* [Aim of the task]
Across the records below, how many lines include the string "user"? State the number and nothing more.

Stored data
----------

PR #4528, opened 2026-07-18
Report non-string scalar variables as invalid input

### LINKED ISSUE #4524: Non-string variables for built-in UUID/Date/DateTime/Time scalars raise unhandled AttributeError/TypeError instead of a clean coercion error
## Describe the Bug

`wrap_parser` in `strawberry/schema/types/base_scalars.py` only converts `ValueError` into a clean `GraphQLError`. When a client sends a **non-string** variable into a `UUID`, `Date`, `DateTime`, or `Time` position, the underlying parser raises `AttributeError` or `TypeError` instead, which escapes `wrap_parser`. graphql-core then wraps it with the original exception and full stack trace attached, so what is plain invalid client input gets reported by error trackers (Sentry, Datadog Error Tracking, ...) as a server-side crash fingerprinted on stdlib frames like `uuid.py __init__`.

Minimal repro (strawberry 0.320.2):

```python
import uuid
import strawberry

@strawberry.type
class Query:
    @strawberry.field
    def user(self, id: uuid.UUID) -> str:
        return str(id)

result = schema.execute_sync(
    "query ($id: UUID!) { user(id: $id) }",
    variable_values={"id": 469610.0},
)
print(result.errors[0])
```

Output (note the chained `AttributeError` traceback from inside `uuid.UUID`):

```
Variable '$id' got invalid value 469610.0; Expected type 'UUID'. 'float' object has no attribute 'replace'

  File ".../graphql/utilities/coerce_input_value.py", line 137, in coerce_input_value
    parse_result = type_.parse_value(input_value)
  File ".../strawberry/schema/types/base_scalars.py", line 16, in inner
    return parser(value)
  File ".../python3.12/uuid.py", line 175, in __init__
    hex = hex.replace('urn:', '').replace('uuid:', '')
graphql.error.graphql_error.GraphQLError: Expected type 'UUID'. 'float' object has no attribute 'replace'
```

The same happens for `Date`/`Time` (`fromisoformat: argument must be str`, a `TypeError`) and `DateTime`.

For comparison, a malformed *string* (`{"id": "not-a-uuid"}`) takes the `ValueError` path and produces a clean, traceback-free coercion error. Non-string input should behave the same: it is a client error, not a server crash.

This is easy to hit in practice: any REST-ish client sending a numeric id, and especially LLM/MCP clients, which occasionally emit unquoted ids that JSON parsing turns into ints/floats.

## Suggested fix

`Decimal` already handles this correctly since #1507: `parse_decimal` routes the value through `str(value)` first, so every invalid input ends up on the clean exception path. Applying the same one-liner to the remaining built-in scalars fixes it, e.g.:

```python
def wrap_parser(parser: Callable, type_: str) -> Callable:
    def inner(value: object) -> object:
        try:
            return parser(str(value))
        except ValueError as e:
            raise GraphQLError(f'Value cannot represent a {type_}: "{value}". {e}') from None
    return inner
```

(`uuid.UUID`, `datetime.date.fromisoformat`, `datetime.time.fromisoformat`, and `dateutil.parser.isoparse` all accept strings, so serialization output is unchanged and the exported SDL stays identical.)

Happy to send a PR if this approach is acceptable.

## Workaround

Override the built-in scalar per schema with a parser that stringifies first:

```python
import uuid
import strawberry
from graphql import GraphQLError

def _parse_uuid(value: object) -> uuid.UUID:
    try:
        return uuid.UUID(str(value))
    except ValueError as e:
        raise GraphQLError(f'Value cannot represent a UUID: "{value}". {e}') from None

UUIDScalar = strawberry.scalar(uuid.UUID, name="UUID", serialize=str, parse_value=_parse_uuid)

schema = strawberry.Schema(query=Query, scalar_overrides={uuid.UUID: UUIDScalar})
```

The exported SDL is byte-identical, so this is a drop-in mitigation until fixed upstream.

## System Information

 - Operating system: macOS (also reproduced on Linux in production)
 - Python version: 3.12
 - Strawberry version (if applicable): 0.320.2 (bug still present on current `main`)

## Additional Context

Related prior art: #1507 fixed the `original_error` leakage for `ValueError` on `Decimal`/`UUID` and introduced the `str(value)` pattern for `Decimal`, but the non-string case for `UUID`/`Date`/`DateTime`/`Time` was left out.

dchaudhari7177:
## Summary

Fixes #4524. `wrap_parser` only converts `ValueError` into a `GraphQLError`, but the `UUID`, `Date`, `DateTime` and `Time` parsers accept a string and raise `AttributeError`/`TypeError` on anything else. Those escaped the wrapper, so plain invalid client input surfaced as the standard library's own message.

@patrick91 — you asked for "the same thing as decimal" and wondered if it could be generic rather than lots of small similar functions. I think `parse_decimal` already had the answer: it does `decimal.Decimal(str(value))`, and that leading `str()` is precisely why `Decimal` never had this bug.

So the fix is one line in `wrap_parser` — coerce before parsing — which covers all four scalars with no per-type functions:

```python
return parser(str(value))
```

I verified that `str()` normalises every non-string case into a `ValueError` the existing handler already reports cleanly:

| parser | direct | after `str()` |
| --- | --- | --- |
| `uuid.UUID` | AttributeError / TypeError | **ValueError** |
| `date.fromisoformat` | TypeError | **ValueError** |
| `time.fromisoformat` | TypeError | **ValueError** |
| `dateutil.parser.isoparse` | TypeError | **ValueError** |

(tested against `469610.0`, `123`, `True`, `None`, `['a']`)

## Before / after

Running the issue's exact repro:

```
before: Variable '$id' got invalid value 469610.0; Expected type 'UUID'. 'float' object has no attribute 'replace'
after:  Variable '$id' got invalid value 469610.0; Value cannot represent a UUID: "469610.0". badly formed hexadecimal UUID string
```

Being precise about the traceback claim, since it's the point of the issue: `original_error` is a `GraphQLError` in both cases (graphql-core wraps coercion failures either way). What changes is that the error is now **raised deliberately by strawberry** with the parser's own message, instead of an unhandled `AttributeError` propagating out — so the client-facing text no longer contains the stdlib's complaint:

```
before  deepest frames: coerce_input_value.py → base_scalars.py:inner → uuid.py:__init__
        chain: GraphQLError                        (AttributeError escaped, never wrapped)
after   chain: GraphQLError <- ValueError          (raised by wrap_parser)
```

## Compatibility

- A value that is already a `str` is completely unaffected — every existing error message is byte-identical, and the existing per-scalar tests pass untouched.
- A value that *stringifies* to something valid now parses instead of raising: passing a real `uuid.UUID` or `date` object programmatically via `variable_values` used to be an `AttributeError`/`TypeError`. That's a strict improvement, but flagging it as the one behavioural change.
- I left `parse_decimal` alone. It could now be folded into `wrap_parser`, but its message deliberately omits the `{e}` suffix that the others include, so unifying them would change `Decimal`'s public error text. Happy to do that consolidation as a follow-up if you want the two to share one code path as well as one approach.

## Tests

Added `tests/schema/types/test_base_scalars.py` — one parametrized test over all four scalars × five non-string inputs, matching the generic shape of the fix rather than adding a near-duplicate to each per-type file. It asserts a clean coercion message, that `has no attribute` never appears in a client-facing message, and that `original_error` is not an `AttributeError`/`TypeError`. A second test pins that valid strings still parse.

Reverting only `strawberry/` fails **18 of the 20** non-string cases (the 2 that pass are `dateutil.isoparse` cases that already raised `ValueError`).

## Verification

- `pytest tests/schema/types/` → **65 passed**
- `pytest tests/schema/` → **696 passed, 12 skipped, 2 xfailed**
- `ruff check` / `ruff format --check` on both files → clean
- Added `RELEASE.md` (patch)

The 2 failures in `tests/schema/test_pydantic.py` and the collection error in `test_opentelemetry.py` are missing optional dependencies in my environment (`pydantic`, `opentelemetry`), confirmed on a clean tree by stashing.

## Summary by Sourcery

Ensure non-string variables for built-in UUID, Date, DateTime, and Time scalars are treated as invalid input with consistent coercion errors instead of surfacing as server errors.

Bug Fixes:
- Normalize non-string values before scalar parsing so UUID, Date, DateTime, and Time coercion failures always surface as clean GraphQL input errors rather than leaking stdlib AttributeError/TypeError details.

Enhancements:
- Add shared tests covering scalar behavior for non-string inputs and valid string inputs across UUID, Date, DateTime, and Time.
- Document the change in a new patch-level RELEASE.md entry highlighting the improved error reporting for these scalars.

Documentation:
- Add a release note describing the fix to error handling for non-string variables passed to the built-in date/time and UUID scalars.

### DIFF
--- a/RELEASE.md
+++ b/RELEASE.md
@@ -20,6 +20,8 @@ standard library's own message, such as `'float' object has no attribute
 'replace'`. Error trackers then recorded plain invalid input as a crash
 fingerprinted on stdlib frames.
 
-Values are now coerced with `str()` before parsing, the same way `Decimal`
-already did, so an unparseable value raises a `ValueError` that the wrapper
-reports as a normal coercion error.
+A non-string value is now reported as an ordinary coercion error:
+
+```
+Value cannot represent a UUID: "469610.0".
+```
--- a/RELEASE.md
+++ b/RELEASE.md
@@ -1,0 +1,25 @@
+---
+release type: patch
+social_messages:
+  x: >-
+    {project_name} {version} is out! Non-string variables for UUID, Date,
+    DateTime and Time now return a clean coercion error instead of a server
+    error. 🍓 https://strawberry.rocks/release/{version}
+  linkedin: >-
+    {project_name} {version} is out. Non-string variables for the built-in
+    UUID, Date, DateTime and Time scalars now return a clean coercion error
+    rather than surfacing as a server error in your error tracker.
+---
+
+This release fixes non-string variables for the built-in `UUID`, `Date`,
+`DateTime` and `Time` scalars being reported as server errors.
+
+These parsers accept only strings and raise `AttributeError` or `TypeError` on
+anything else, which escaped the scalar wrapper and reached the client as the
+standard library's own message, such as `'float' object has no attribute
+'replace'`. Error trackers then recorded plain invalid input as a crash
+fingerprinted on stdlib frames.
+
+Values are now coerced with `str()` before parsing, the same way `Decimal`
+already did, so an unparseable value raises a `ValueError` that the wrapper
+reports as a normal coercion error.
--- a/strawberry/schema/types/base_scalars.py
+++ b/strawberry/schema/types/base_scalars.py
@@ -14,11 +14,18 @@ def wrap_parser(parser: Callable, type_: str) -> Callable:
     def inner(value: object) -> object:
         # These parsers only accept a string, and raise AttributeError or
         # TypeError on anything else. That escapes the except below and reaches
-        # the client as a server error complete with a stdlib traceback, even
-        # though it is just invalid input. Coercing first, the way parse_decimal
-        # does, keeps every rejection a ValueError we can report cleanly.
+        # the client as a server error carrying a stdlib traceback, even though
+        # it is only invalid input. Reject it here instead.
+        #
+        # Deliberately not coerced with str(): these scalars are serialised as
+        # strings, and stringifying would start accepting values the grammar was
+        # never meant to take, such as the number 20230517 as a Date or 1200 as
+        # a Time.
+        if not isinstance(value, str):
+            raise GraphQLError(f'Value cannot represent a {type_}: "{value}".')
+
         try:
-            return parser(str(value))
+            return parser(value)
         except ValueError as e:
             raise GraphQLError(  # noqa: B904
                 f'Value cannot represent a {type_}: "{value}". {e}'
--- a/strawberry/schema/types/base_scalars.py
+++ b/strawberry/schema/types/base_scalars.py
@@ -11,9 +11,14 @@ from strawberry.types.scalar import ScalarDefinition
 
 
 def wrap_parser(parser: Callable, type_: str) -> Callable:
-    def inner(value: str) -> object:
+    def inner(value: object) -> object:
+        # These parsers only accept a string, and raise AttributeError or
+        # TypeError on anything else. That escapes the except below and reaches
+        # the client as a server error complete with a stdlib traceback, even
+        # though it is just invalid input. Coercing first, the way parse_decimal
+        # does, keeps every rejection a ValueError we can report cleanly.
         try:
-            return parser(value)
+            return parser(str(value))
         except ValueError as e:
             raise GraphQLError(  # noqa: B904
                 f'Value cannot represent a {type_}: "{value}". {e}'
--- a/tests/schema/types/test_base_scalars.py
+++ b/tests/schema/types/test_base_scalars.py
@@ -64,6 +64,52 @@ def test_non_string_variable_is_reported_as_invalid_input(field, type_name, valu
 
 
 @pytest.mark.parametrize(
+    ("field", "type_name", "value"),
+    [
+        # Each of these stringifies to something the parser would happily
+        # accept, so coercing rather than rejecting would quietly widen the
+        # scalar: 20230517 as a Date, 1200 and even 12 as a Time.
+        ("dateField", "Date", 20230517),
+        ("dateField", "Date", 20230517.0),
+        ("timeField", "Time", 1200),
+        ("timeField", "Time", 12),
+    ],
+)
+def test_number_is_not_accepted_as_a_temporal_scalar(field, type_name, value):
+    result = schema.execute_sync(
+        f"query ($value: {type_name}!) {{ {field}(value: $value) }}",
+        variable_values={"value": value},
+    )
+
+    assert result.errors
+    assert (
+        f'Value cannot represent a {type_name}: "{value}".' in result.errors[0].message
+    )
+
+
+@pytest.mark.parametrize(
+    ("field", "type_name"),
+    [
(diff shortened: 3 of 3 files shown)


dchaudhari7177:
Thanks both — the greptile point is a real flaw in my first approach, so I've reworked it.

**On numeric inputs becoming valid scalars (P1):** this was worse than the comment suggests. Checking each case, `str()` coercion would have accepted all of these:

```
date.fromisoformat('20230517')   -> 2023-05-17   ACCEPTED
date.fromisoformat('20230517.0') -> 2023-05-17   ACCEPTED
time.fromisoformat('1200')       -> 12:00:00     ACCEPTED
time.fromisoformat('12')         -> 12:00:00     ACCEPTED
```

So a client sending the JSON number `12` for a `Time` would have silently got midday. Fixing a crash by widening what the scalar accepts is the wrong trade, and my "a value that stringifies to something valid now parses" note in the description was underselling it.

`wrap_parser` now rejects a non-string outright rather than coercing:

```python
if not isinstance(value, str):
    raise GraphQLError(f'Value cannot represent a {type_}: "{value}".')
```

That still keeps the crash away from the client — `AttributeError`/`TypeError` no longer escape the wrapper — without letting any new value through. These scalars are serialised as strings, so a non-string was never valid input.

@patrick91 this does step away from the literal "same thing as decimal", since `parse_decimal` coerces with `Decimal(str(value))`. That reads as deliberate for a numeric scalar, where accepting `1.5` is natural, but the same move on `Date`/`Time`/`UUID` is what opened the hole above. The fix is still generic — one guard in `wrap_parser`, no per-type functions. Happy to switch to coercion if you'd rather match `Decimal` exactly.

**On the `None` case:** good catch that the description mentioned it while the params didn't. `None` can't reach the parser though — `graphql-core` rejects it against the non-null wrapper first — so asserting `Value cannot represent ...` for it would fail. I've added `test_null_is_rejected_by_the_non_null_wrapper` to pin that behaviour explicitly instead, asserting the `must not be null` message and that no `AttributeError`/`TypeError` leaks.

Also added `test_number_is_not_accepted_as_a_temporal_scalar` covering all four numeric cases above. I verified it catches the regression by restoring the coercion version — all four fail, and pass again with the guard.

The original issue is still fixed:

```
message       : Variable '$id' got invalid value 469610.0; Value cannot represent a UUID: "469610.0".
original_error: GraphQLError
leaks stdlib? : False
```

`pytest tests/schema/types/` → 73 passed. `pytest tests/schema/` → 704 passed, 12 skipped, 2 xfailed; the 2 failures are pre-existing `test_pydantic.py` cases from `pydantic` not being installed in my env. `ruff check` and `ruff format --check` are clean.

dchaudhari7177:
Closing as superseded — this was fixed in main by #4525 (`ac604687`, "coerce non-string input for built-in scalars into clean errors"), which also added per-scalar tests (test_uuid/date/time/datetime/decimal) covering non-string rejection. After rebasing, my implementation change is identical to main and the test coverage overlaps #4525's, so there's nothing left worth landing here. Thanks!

----------

* [Result below]
2